Lucas Carlisle

Personal information
- Full name: Lucas Jonathon Carlisle
- Born: 1 June 1988 (age 38) Nottingham, Nottinghamshire, England
- Height: 6 ft 0 in (1.83 m)
- Batting: Left-handed
- Bowling: Right-arm off break

Domestic team information
- 2008: Durham UCCE

Career statistics
| Competition | First-class |
| Matches | 2 |
| Runs scored | 28 |
| Batting average | 14.00 |
| 100s/50s | –/– |
| Top score | 18* |
| Balls bowled | – |
| Wickets | – |
| Bowling average | – |
| 5 wickets in innings | – |
| 10 wickets in match | – |
| Best bowling | – |
| Catches/stumpings | 1/– |
- Source: Cricinfo, 19 August 2011

= Lucas Carlisle =

English cricketer

Lucas Jonathon Carlisle (born 1 June 1988) is an English cricketer. Carlisle is a left-handed batsman who bowls right-arm off break. He was born in Nottingham, Nottinghamshire and was educated at Worksop College.

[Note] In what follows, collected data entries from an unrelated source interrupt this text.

Issue #736, opened 2022-02-11
Clean up settings.py and .environment by removing unused variables like jobs email, store discount and meetups email 


amakarudze:
We don't have a store open for now and no longer have jobs and meetups email accounts but they are still in settings. The variables need to be removed from `settings.py` and environment variables.

amakarudze:
Hello @anaschwendler, do you think this is something you can tackle? I can help with variables to be removed.

anaschwendler:
On it now! 🍀

PR #895, opened 2023-06-16
Remove unused variables in settings.py and .environment

anaschwendler:
Solves #736

### DIFF
--- a/.environment-example
+++ b/.environment-example
@@ -26,12 +26,6 @@ export TRELLO_API_KEY=""
 
 export SENTRY_DSN=""
 
-export JOBS_EMAIL_USER=""
-export JOBS_EMAIL_PASSWORD=""
-
-export MEETUPS_EMAIL_USER=""
-export MEETUPS_EMAIL_PASSWORD=""
-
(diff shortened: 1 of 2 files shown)


.environment-example
```diff
@@ -26,18 +26,9 @@ export TRELLO_API_KEY=""
...
-export JOBS_EMAIL_USER=""
-export JOBS_EMAIL_PASSWORD=""
-
-export MEETUPS_EMAIL_USER=""
-export MEETUPS_EMAIL_PASSWORD=""
-
 export GAPPS_PRIVATE_KEY_ID=""
 export GAPPS_PRIVATE_KEY=""
 
-export STRIPE_PUBLIC_KEY=""
```
amakarudze, line 38: STRIPE keys are still needed  for our donations form so you need to put them back.

amakarudze (changes requested):
Thanks for this @anaschwendler.

STRIPE keys are required for our donations form so we would need them there so anyone who ever takes over the repo knows which variables are required in production if they ever have to do an upgrade.

amakarudze (approved):
LGTM!

PR #899, opened 2023-07-06
Make sure application return only one objecte

anaschwendler:
This PR looks forward to solving #890 

To solve this issue that `Application` is returning two objects, I decided to filter them by `number` and then order them by `-created` (where - refers to the inverted list), selecting the latest application created,  following the Application Model: https://github.com/DjangoGirls/djangogirls/blob/main/applications/models.py#L116.


amakarudze (approved):
Thanks for this @anaschwendler!

PR #908, opened 2023-08-23
fixed the issue ##901

mdehsan873:


marksweb:
If you add "fixes #901" to your description, it'll link up to the issue and automatically close it if this is merged.

applications/views.py
```diff
@@ -36,20 +37,34 @@ def apply(request, page_url):
...
+            return render(
+                request,
+                "applications/apply.html",
+                {
+                    "event": event,
+                    "menu": menu,
+                    "form_obj": form_obj,
+                },
+            )
+        except IntegrityError:
```
marksweb, line 54: Although this fixes the issue, it assumes that any `IntegrityError` is caused by this issue. Now this may be true at the moment, but things may change. So we could merge this and catch this issue at this point.

There is some validation on the form that appears to be trying to check against this same constraint, and that is where I'd prefer the fix to go; https://github.com/DjangoGirls/djangogirls/blob/main/applications/forms.py#L40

While studying for his degree at Durham University, Carlisle made his first-class debut for Durham UCCE against Derbyshire in 2008. He made a further first-class appearances for the university in 2008, against Durham. In his two first-class matches, he scored 28 runs at an average of 14.00, with a high score of 18 not out.